(EXERCISE AIM):
Of the lines in the data below, write out exactly those from the one holding "URL0304 — Trebuchet (Cybran)" through the one holding "About the Fatboy**", both included.

Start of Block

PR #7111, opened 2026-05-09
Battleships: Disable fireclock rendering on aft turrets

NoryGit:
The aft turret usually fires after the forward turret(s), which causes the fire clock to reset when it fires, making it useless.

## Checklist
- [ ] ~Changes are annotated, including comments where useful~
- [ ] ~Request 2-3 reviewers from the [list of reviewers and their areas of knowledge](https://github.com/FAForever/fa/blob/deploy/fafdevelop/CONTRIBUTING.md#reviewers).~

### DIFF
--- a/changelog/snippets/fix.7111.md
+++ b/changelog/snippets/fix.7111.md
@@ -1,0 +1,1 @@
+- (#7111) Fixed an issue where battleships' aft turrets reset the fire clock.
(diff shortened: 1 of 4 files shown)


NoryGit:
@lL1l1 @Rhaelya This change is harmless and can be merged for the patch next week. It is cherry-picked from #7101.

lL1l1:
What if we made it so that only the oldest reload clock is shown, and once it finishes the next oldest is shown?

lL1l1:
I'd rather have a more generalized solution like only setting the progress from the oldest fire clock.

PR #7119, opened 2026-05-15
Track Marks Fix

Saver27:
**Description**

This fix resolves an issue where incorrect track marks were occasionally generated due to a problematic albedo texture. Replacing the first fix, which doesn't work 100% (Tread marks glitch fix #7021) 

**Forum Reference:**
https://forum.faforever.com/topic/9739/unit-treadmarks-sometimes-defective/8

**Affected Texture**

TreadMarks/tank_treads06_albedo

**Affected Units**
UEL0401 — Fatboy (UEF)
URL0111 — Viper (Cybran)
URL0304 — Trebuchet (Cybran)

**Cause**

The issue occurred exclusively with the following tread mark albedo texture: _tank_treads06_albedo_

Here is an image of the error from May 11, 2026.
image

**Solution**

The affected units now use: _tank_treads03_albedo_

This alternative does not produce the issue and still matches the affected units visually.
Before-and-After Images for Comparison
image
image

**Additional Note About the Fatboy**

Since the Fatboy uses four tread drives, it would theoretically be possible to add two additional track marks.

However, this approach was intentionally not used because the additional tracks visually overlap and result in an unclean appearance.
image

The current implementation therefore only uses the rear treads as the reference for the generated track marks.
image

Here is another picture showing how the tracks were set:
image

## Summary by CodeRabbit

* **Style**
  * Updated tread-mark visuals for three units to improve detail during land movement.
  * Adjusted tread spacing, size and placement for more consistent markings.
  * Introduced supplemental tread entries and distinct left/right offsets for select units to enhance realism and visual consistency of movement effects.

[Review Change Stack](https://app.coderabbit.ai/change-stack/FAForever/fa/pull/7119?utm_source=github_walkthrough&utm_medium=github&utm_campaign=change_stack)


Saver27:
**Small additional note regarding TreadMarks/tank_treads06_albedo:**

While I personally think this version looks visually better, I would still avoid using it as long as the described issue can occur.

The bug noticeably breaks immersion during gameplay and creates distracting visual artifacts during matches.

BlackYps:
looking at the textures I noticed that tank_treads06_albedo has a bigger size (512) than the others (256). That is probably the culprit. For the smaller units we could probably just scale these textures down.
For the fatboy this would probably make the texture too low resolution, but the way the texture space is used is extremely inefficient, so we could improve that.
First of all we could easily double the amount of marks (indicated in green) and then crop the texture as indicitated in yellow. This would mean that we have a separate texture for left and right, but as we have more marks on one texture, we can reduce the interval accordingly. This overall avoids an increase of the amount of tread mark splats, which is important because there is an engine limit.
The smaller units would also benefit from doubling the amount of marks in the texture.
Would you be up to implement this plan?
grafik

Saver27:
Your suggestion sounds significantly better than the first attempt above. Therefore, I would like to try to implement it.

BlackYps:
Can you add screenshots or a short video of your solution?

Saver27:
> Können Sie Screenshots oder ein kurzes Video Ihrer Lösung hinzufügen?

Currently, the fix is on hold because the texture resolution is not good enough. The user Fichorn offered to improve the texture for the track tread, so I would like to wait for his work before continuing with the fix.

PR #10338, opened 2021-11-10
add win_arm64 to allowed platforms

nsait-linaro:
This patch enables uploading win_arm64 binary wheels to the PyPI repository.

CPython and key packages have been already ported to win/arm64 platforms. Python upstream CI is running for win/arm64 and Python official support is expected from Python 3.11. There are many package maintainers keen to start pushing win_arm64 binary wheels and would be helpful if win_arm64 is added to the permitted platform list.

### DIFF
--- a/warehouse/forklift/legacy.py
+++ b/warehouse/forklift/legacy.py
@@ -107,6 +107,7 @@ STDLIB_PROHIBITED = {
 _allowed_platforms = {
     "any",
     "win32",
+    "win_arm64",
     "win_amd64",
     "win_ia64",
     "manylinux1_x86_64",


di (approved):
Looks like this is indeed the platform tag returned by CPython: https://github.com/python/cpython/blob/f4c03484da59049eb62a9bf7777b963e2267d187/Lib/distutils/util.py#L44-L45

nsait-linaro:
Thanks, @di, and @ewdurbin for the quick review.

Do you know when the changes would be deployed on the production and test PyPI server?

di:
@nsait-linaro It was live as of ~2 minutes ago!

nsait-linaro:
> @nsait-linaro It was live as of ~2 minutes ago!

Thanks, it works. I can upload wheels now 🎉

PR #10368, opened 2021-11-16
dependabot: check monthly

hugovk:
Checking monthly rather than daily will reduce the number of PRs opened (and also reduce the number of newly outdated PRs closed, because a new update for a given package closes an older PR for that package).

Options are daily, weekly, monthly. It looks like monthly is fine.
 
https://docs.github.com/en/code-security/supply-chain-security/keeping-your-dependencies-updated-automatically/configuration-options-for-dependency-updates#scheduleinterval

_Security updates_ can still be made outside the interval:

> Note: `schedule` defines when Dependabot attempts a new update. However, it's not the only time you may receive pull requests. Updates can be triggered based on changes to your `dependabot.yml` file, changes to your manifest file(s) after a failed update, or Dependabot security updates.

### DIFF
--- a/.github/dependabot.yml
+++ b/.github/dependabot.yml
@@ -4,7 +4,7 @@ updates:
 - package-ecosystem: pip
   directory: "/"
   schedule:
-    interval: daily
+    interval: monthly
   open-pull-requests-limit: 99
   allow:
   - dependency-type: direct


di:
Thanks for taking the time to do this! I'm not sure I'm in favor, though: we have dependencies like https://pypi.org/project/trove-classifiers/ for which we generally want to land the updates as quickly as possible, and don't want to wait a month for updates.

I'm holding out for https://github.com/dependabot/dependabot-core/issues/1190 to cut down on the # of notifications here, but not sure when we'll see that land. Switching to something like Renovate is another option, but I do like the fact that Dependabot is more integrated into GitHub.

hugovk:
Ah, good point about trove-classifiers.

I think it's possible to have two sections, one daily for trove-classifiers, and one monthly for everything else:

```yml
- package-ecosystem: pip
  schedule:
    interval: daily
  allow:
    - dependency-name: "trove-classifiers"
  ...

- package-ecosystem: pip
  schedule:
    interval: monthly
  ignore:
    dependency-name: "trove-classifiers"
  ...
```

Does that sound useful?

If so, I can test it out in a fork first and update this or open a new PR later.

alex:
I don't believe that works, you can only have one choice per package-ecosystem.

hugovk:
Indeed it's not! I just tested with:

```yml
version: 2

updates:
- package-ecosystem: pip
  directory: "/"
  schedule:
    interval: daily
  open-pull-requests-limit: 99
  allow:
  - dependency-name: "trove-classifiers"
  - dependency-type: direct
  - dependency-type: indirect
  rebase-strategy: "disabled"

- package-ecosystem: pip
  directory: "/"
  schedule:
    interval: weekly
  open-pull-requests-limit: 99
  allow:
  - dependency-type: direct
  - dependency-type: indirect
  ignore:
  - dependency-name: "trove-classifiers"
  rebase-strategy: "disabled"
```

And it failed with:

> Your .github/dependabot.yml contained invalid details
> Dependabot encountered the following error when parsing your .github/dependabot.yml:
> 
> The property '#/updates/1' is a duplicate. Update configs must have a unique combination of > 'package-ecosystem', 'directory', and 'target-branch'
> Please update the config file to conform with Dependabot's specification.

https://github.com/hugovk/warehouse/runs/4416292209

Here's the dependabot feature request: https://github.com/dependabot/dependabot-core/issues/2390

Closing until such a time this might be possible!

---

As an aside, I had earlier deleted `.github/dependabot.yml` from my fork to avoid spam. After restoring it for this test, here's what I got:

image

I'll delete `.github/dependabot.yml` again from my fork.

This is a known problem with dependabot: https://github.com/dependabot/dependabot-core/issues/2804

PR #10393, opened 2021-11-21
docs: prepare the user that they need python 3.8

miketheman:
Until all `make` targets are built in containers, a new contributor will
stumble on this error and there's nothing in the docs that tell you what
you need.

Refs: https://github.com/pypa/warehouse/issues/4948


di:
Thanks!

End of Block

(RESPONSE BOX):
URL0304 — Trebuchet (Cybran)

**Cause**

The issue occurred exclusively with the following tread mark albedo texture: _tank_treads06_albedo_

Here is an image of the error from May 11, 2026.
image

**Solution**

The affected units now use: _tank_treads03_albedo_

This alternative does not produce the issue and still matches the affected units visually.
Before-and-After Images for Comparison
image
image

**Additional Note About the Fatboy**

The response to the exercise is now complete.